## Exercise description
Beginning at the line that contains "Logging unhandled rejection, refactored", transcribe every line up to the last one in the material below. Include no other lines.

## Available data
________
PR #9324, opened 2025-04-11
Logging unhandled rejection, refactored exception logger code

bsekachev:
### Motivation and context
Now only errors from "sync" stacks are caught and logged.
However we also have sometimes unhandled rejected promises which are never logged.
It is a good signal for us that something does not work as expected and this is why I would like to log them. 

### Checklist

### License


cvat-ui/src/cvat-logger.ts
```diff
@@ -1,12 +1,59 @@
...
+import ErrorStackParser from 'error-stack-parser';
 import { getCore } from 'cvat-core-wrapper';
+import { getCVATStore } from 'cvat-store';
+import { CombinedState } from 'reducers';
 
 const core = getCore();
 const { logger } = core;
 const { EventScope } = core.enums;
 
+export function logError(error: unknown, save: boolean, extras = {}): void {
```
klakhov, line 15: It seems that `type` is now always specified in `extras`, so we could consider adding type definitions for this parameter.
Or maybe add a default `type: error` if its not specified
________
## Solution for this exercise
Logging unhandled rejection, refactored exception logger code

bsekachev:
### Motivation and context
Now only errors from "sync" stacks are caught and logged.
However we also have sometimes unhandled rejected promises which are never logged.
It is a good signal for us that something does not work as expected and this is why I would like to log them. 

### Checklist

### License


cvat-ui/src/cvat-logger.ts
```diff
@@ -1,12 +1,59 @@
...
+import ErrorStackParser from 'error-stack-parser';
 import { getCore } from 'cvat-core-wrapper';
+import { getCVATStore } from 'cvat-store';
+import { CombinedState } from 'reducers';
 
 const core = getCore();
 const { logger } = core;
 const { EventScope } = core.enums;
 
+export function logError(error: unknown, save: boolean, extras = {}): void {
```
klakhov, line 15: It seems that `type` is now always specified in `extras`, so we could consider adding type definitions for this parameter.
Or maybe add a default `type: error` if its not specified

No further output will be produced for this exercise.